• What the exercise asks
Using the records below, write out again exactly the lines that begin at the line containing "feat: improve review" and end at the line containing "2. Route cards", and no other lines.
*** Opening of Input records ***
PR #268, opened 2024-07-10
feat: improve review page with route tracker, added new fee card and improved route card

chybisov:
1. Introduced a fee card displaying the minimum amount received and token rates.
2. Route cards now display token rates with subscript representation for long decimals, which can be reversed on click.
3. Added a route refresh button to the review page, and the route automatically updates every 1 minute.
*** Close of Input records ***
• Written reply
feat: improve review page with route tracker, added new fee card and improved route card

chybisov:
1. Introduced a fee card displaying the minimum amount received and token rates.
2. Route cards now display token rates with subscript representation for long decimals, which can be reversed on click.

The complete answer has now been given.